§ **What this task involves**:
Only those lines in the data below from the line containing "environment variables for" through the line containing "1. Is there", both included, should be restated word for word.

§ **Data for the task**:
PR #9, opened 2021-02-02
Allow specifying extra environment variables

vixus0:
The registry image has a bunch of configuration provided through environment variables that isn't covered by the chart values.
It doesn't really make sense to try and cover everything through values, so we should allow users to specify additional environment variables.

### DIFF
--- a/README.md
+++ b/README.md
@@ -86,6 +86,7 @@ their default values.
 | `ingress.tls`               | Ingress TLS configuration (YAML)                                                           | `[]`            |
 | `extraVolumeMounts`         | Additional volumeMounts to the registry container                                          | `[]`            |
 | `extraVolumes`              | Additional volumes to the pod                                                              | `[]`            |
+| `extraEnv`                  | Additional environment variables for the registry container                                | `[]`            |
 
 Specify each parameter using the `--set key=value[,key=value]` argument to
 `helm install`.
--- a/templates/deployment.yaml
+++ b/templates/deployment.yaml
@@ -158,6 +158,9 @@ spec:
             - name: REGISTRY_STORAGE_DELETE_ENABLED
               value: "true"
 {{- end }}
+{{- if .Values.extraEnv }}
+{{ toYaml .Values.extraEnv | indent 12 }}
+{{- end }}
           volumeMounts:
 {{- if .Values.secrets.htpasswd }}
             - name: auth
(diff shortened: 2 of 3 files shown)


canterberry (commented):
:+1: LGTM. I don't see any obvious negative side effects of this change that would impact existing installations. However, some questions I'd like to answer first to give more confidence:

 1. Is there a specific use case this PR is designed to solve? I'd like to better understand **why** a user might need or want to specify an additional set of arbitrary environment variables.
 2. What would happen if defining extra environment variables that conflict with ones set explicitly by this chart?
 2. Are duplicate names allowed?
 3. Do names declared later override the values of names declared earlier?
 4. If so, is it desirable for values set via extraEnvs to override any or all of the ones hard-coded, derived, or otherwise set?

jwitko:
@canterberry As an answer to #1, this chart is currently unusable for my use-case (so I have to pull it locally and modify it) because its missing this feature.  My use-case is simple, I have an environment that is completely behind proxies in terms of talking to the internet.  This feature would enable me to set things like `http_proxy` environment variable to work around that.

canterberry:
Thanks @jwitko for the context. It's helpful to understand the use case.

Starting with [Docker Engine 17.07](https://docs.docker.com/engine/release-notes/17.07/) (release August 2017), there's a way to [universally configure proxies for Docker to use](https://docs.docker.com/network/proxy/).
For Kubernetes 1.19+, there's a [configuration option to set a `proxy-url` in a kubeconfig context](https://github.com/kubernetes/client-go/issues/351#issuecomment-626752837).

I can see that neither of those would be helpful here, and the `http_proxy` and `https_proxy` environment variables are the way to go.

To that end, I do think that adding support for injecting an arbitrary set of environment variables is a bit of a sledgehammer solution to this problem! Rather, I suggest a more targeted solution: adding `proxy.http` and `proxy.https` values, which if present, get sprinkled into the container's environment variables `HTTP_PROXY` and/or `HTTPS_PROXY` if present.

artlogic:
@canterberry I actually came here looking for this very feature. I have a use case that requires that I disable or customize [manifest validation](https://github.com/distribution/distribution/blob/main/docs/configuration.md#validation). At the moment I'm looking at using a slightly customized version of this chart because of this.

Would you suggest continuing work on this PR, adding a PR for that particular group of settings or some other approach?

canterberry:
@artlogic It looks manifest validation can be configured via the [registry configuration file](https://docs.docker.com/registry/configuration/#list-of-configuration-options) which should be possible to override via the [`configData`](https://github.com/twuni/docker-registry.helm/#configuration) values (i.e: `configData.validation.manifests.urls.allow` and `configData.validation.manifests.urls.deny`). Would that work for your use case?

§ **Result of the exercise**:
+| `extraEnv`                  | Additional environment variables for the registry container                                | `[]`            |
 
 Specify each parameter using the `--set key=value[,key=value]` argument to
 `helm install`.
--- a/templates/deployment.yaml
+++ b/templates/deployment.yaml
@@ -158,6 +158,9 @@ spec:
             - name: REGISTRY_STORAGE_DELETE_ENABLED
               value: "true"
 {{- end }}
+{{- if .Values.extraEnv }}
+{{ toYaml .Values.extraEnv | indent 12 }}
+{{- end }}
           volumeMounts:
 {{- if .Values.secrets.htpasswd }}
             - name: auth
(diff shortened: 2 of 3 files shown)


canterberry (commented):
:+1: LGTM. I don't see any obvious negative side effects of this change that would impact existing installations. However, some questions I'd like to answer first to give more confidence:

 1. Is there a specific use case this PR is designed to solve? I'd like to better understand **why** a user might need or want to specify an additional set of arbitrary environment variables.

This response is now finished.